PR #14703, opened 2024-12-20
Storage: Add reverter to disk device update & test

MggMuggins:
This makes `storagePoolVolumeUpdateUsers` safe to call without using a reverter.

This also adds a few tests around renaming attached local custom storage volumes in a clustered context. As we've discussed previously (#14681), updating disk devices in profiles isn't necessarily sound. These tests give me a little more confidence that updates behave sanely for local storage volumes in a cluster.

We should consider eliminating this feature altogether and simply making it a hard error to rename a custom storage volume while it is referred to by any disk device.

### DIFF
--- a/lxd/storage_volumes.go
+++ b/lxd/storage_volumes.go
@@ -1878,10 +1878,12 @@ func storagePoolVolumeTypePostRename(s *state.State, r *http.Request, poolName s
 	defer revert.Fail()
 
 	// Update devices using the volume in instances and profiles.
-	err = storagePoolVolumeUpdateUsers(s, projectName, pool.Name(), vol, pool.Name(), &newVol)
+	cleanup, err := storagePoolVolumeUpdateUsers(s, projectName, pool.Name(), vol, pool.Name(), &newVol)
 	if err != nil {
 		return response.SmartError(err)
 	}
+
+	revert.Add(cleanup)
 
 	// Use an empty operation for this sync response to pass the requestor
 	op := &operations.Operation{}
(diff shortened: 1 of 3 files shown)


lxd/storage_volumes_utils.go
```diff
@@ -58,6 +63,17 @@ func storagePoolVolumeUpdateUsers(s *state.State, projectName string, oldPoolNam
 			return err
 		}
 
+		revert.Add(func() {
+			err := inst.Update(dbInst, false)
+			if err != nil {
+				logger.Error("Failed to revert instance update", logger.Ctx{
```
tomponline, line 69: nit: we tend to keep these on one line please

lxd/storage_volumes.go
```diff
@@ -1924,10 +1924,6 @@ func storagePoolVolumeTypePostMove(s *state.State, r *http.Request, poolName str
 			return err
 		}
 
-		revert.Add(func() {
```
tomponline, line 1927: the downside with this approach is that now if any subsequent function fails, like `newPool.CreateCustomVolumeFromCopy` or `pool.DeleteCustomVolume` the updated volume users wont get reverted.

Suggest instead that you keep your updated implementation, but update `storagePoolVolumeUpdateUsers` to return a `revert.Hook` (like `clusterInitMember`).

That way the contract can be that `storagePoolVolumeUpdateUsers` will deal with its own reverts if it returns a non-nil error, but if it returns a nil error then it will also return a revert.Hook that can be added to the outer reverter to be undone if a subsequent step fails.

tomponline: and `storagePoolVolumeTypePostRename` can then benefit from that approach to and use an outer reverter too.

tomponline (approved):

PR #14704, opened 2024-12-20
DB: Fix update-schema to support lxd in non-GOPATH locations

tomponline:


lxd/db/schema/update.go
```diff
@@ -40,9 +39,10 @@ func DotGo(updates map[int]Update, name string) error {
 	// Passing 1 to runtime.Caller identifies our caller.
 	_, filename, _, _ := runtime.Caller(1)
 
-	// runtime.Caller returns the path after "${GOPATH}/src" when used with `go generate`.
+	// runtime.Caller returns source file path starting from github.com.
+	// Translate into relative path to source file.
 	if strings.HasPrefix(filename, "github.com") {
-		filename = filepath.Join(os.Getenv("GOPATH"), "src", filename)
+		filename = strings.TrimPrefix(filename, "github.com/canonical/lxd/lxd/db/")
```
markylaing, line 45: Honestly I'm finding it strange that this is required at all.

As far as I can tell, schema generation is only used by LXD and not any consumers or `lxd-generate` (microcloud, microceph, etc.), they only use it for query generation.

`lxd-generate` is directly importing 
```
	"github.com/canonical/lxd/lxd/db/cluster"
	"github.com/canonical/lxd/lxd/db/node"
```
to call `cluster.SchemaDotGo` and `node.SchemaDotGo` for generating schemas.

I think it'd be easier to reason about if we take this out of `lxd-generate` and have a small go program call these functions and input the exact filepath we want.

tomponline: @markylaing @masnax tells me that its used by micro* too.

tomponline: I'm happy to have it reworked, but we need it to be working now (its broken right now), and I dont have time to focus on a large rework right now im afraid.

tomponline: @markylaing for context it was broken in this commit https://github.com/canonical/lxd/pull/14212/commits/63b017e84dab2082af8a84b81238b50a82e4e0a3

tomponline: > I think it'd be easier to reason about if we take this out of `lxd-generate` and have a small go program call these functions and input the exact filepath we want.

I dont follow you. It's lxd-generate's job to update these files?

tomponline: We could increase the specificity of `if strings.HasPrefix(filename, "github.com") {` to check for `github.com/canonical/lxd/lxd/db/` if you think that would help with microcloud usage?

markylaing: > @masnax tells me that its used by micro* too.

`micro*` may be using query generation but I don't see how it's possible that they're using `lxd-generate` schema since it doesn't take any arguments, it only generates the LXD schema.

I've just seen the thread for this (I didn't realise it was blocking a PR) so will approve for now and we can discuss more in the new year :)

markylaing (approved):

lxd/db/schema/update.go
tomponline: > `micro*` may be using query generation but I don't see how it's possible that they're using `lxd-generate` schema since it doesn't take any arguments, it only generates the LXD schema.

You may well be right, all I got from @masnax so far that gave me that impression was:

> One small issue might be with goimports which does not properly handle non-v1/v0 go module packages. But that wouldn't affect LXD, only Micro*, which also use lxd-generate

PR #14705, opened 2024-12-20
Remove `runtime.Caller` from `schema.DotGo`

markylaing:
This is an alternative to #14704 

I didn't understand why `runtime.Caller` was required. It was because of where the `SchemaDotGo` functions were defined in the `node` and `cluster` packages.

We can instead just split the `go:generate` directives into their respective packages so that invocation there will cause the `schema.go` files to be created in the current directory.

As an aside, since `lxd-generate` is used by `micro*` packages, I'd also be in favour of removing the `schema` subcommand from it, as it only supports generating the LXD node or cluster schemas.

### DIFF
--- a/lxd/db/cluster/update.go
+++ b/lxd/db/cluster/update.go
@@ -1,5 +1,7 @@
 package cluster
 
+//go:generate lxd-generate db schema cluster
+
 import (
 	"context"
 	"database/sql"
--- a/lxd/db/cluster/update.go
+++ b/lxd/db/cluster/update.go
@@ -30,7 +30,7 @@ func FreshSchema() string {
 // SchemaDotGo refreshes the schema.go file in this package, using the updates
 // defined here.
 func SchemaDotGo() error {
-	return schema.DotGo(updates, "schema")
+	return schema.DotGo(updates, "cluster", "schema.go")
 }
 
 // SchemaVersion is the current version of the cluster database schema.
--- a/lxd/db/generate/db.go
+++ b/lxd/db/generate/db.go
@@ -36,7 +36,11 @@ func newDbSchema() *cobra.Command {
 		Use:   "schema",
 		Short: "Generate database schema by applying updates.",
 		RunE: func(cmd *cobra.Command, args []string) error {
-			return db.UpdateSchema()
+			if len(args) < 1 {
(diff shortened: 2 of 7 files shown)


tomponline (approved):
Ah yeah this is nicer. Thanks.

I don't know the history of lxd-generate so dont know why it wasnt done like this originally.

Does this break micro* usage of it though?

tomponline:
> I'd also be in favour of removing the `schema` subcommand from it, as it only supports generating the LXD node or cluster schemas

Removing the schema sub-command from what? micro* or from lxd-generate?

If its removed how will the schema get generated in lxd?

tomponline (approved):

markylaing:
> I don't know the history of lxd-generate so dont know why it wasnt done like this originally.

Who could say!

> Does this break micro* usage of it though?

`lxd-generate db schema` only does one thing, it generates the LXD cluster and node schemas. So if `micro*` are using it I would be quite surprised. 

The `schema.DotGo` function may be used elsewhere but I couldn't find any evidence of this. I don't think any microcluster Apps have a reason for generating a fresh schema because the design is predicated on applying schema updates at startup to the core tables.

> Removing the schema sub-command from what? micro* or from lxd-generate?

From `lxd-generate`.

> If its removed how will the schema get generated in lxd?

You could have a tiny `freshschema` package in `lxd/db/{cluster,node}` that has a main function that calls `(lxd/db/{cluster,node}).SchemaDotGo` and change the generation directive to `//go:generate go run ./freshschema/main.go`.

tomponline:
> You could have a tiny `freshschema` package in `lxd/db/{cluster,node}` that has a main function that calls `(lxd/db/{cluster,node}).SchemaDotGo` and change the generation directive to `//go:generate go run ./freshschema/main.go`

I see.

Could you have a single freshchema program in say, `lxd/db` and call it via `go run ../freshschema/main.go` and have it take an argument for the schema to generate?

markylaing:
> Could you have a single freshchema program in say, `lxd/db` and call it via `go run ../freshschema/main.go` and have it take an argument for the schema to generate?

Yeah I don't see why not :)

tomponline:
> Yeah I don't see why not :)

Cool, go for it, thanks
########
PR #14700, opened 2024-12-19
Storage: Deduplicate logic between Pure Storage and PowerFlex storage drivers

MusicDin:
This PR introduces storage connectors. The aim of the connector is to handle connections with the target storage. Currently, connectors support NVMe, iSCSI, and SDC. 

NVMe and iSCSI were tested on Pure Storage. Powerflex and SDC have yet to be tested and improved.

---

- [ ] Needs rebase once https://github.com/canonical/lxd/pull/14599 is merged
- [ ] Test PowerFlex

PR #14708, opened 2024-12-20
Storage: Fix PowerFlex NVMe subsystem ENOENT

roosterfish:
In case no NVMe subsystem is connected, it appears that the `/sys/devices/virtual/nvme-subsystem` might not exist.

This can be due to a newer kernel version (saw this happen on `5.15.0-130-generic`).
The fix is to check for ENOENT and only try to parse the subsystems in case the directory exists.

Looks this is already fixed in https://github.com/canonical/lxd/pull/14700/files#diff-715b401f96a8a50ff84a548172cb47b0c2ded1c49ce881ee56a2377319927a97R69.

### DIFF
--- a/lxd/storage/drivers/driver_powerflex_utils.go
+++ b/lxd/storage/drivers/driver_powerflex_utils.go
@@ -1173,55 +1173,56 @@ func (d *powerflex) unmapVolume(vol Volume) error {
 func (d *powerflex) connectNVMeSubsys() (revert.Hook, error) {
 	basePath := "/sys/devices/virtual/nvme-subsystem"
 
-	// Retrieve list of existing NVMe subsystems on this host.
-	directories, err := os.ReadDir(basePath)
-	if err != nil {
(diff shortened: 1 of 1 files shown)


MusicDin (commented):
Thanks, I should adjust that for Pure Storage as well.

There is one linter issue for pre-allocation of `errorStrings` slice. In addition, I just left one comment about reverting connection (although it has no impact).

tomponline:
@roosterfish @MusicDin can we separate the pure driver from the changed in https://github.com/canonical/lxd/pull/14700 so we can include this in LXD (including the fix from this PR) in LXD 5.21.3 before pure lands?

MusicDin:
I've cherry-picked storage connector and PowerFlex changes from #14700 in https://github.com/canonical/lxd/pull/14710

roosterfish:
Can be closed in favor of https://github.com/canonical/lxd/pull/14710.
########
| Work required |
Retype, exactly and in full, the lines above from the one containing "defer revert.Fail()" through the one containing "That way the".

| Solution |
 	defer revert.Fail()
 
 	// Update devices using the volume in instances and profiles.
-	err = storagePoolVolumeUpdateUsers(s, projectName, pool.Name(), vol, pool.Name(), &newVol)
+	cleanup, err := storagePoolVolumeUpdateUsers(s, projectName, pool.Name(), vol, pool.Name(), &newVol)
 	if err != nil {
 		return response.SmartError(err)
 	}
+
+	revert.Add(cleanup)
 
 	// Use an empty operation for this sync response to pass the requestor
 	op := &operations.Operation{}
(diff shortened: 1 of 3 files shown)


lxd/storage_volumes_utils.go
```diff
@@ -58,6 +63,17 @@ func storagePoolVolumeUpdateUsers(s *state.State, projectName string, oldPoolNam
 			return err
 		}
 
+		revert.Add(func() {
+			err := inst.Update(dbInst, false)
+			if err != nil {
+				logger.Error("Failed to revert instance update", logger.Ctx{
```
tomponline, line 69: nit: we tend to keep these on one line please

lxd/storage_volumes.go
```diff
@@ -1924,10 +1924,6 @@ func storagePoolVolumeTypePostMove(s *state.State, r *http.Request, poolName str
 			return err
 		}
 
-		revert.Add(func() {
```
tomponline, line 1927: the downside with this approach is that now if any subsequent function fails, like `newPool.CreateCustomVolumeFromCopy` or `pool.DeleteCustomVolume` the updated volume users wont get reverted.

Suggest instead that you keep your updated implementation, but update `storagePoolVolumeUpdateUsers` to return a `revert.Hook` (like `clusterInitMember`).

That way the contract can be that `storagePoolVolumeUpdateUsers` will deal with its own reverts if it returns a non-nil error, but if it returns a nil error then it will also return a revert.Hook that can be added to the outer reverter to be undone if a subsequent step fails.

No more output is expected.